Methodology & caveats

  • Data: Application records from Upfluence creator-marketplace activity, January 1 – March 27, 2026 (48,107 applications across 2,605 campaigns). Industry data from the campaign metadata table (2,247 campaigns).
  • Industry mapping: Each campaign carries multiple sub-industry tags; we mapped these to 15 macro industries via a regex rule set covering 459 sub-industries (93% of all sub-industry mentions). An application is counted once per macro it touches; an application tagged Fashion + E-Commerce contributes to both.
  • Currency: All price analyses use the USD subset (89% of applications). Influencer prices are stored in cents in the source data and have been converted.
  • Joining: Applications were joined to campaigns by campaign name (the only key available). Match rate is 35.9% overall (Jan: 22%, Mar: 48%) — coverage rises through the quarter, which would bias raw volume comparisons. We therefore report volume changes as share-of-mix shifts (each industry's share of all matched applications), which is robust to coverage drift. The price and CPM analyses describe the matched subset only.
  • Followers: "Followers" denotes the cross-platform total (Instagram + TikTok + YouTube + Facebook + Pinterest + Twitter + Twitch). This counts the same person twice if they follow on multiple platforms — CPMs reported here are therefore conservative (lower) than single-platform CPMs would be.
  • Medians vs. means: All price metrics are medians. Roughly half of all applications quote $0 (barter / free-product); we report median paid price (excluding zeros) as the headline, with the full-mix median in the appendix.
  • Time period: 13 weeks of data; the first partial week (Jan 1–4) is excluded from time-series charts.

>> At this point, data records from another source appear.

PR #38514, opened 2024-02-07
Auto focus search input in question picker modal

kulyk:
IIRC, Mantine keeps its `Modal` components mounted, so `autoFocus` on inputs doesn't really work. It's expected to use a `data-autofocus` attribute instead (see [docs](https://v6.mantine.dev/core/modal/#initial-focus))

### Demo

https://github.com/metabase/metabase/assets/17258145/48cb4bbe-9232-4f30-966c-109555c2969c


kdoh (approved):

uladzimirdev (approved):

Somtom (approved):
Nice. Thanks for tackling that fast!

PR #38907, opened 2024-02-19
Filter picker search free input

### LINKED ISSUE #37906: "Is" filter in the header of the columns in a table context should be linked and allow free input
Let's imagine you're browsing a table in a massive DW with a few hundred million of rows. You know exactly the value of some columns you want to filter by, but not others.

If you first select in the column that you know of, typing the value with a filter of type "is" will make you wait, as Metabase wants you to wait for the value and then click on it.

After you made the first filter and now the values are way less, you pick other columns to filter by, and you want to try a few values, but again, Metabase will make you wait till the values come back from the DW for picking them. Pressing enter won't let you enter any value, as on filters of type "is" you can't do that

Filters of type "is" on search boxes should allow you to enter freely any value, and also when you select other filters in a table view, the filters should be linked to the actual values you're seeing.

Ergonomics

**Additional context**
Example:
1) go to browse data-> hosting insights in our internal metabase instance, search for embedding-demo on the instance-dns (you won't be able to select it till it comes back from the DB)
image
2) Click on add filter and wait till results come back
3) Now go to schema and search for "public"
image

see that you won't be able to find easily the schema you picked, as all schemas come back (this filter should come from the subset of data you have in the table)

ranquild:
Product doc https://www.notion.so/metabase/Free-up-text-input-performance-from-loading-values-in-filters-f70287f73d014794abb60653c6d28e39
Fixes https://github.com/metabase/metabase/issues/37906

Previously it wasn't possible to select a value not from the list for "searchable" columns. It becomes a problem when it takes a lot of time to load search results as they are **loaded from the customer DB directly**.  In this case the user is not able to create a filter at all. 

Now we allow entering any value, even without waiting for search results (but no duplicates). This is based on `creatable` property of the mantine's `MultiSelect`. I've decided to go with `New {input}` label but this is to be verified with Product.

How to verify:
- New -> Question -> People
- Filter by Email
- Trying adding filters

**Before**

With search results:
Screenshot 2024-02-19 at 14 46 04

No search results:
Screenshot 2024-02-19 at 14 46 10

**After**

With search results:
Screenshot 2024-02-19 at 14 39 28

No search results:
Screenshot 2024-02-19 at 14 39 09

### DIFF
--- a/frontend/src/metabase/querying/components/FilterValuePicker/FilterValuePicker.tsx
+++ b/frontend/src/metabase/querying/components/FilterValuePicker/FilterValuePicker.tsx
@@ -29,7 +29,7 @@ interface FilterValuePickerProps<T> {
 
 interface FilterValuePickerOwnProps extends FilterValuePickerProps<string> {
   placeholder: string;
-  shouldCreate: (query: string) => boolean;
+  canAddValue: (query: string) => boolean;
 }
 
 function FilterValuePicker({
@@ -40,7 +40,7 @@ function FilterValuePicker({
   placeholder,
   autoFocus = false,
   compact = false,
-  shouldCreate,
+  canAddValue,
   onChange,
   onFocus,
   onBlur,
@@ -86,7 +86,7 @@ function FilterValuePicker({
         fieldValues={fieldData?.values ?? []}
         selectedValues={selectedValues}
         placeholder={t`Search by ${columnInfo.displayName}`}
-        shouldCreate={shouldCreate}
+        canAddValue={canAddValue}
         autoFocus={autoFocus}
         onChange={onChange}
       />
@@ -97,7 +97,7 @@ function FilterValuePicker({
     <StaticValuePicker
       selectedValues={selectedValues}
       placeholder={placeholder}
-      shouldCreate={shouldCreate}
+      canAddValue={canAddValue}
       autoFocus={autoFocus}
       onChange={onChange}
       onFocus={onFocus}
@@ -111,7 +111,7 @@ export function StringFilterValuePicker({
   values,
   ...props
 }: FilterValuePickerProps<string>) {
-  const shouldCreate = (query: string) => {
+  const canAddValue = (query: string) => {
     return query.trim().length > 0 && !values.includes(query);
   };
 
@@ -121,7 +121,7 @@ export function StringFilterValuePicker({
       column={column}
       values={values}
       placeholder={isKeyColumn(column) ? t`Enter an ID` : t`Enter some text`}
-      shouldCreate={shouldCreate}
+      canAddValue={canAddValue}
     />
   );
 }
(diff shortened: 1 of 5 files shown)


frontend/src/metabase/querying/components/FilterValuePicker/FilterValuePicker.tsx
```diff
@@ -86,7 +86,7 @@ function FilterValuePicker({
         fieldValues={fieldData?.values ?? []}
         selectedValues={selectedValues}
         placeholder={t`Search by ${columnInfo.displayName}`}
-        nothingFound={t`No matching ${columnInfo.displayName} found.`}
```
ranquild, line 89: Now it's impossible to get this state

frontend/src/metabase/querying/components/FilterValuePicker/FilterValuePicker.unit.spec.tsx
```diff
@@ -368,6 +368,45 @@ describe("StringFilterValuePicker", () => {
...
+        searchValues: {
+          "a@b.com": createMockFieldValues({
+            field_id: PEOPLE.EMAIL,
+            values: [["testa@b.com"]],
+          }),
+        },
+      });
+
+      userEvent.type(screen.getByPlaceholderText("Search by Email"), "a@b.com");
+      userEvent.hover(screen.getByText("New a@b.com"));
```
ranquild, line 387: For some reason mantine doesn't work without hovering the item first :(

kamilmielnik: It'd be helpful if this comment lived in the code

frontend/src/metabase/querying/components/FilterValuePicker/SearchValuePicker/SearchValuePicker.tsx
```diff
@@ -63,12 +67,15 @@ export function SearchValuePicker({
       value={selectedValues}
       searchValue={searchValue}
       placeholder={placeholder}
-      nothingFound={isSearched ? nothingFound : null}
+      shouldCreate={shouldCreate}
+      getCreateLabel={searchValue => t`New ${searchValue}`}
```
kamilmielnik, line 71: cc: @cdeweyx @mazameli 

1. "New" suggests that something will be created. I'd skip the word and just use the value itself.
2. It's not ideal when this value is last in the options list because it can't be seen when there are other results:
image

kamilmielnik (approved):
LGTM :+1:

frontend/src/metabase/querying/components/FilterValuePicker/SearchValuePicker/SearchValuePicker.tsx
kamilmielnik: 3. Ideally the "new" value should not be displayed when an exact match is found:

image

cdeweyx (approved):
Looking good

AppendixMacro industry summary table — share, paid price and CPM, Q1 2026

Industry Share of applications Median paid price (USD) Median CPM (USD)
JanMarΔ JanMarΔ JanMarΔ
Fashion & Apparel 6.2% 12.8% +6.6 pp $200 $200 +0.0% $5 $8 +50.0%
Home & Living 6.5% 12.7% +6.2 pp $200 $250 +25.0% $5 $8 +56.3%
Technology 4.9% 7.2% +2.3 pp $300 $200 -33.3% $7 $7 -1.6%
Entertainment & Events 0.5% 2.6% +2.2 pp $500 $250 -50.0% $2 $8 +267.8%
Baby & Kids 3.6% 5.3% +1.8 pp $300 $500 +66.7% $7 $10 +41.3%
E-Commerce 4.1% 4.4% +0.3 pp $500 $300 -40.0% $16 $7 -59.9%
Travel & Hospitality 4.0% 4.0% +0.0 pp $250 $250 +0.0% $7 $9 +25.2%
Finance 0.8% 0.6% -0.2 pp $300 $150 -50.0% $14 $6 -55.0%
Education 4.1% 3.0% -1.1 pp $500 $200 -60.0% $12 $7 -44.0%
Beauty & Fragrance 13.4% 11.9% -1.5 pp $200 $180 -10.0% $7 $7 -4.1%
Pets 3.6% 2.0% -1.6 pp $500 $250 -50.0% $17 $8 -55.5%
Media & Entertainment 6.1% 4.0% -2.1 pp $300 $400 +33.3% $9 $10 +13.0%
Food & Nutrition 14.8% 11.6% -3.2 pp $500 $200 -60.0% $12 $8 -38.3%
Sports & Fitness 10.4% 7.2% -3.3 pp $500 $200 -60.0% $13 $7 -45.0%
Health & Wellness 17.0% 10.7% -6.3 pp $500 $250 -50.0% $12 $8 -32.4%

Upfluence creator economy industry study, Q1 2026. Published May 15, 2026 by Upfluence Research. Data covers January 1 – March 27, 2026.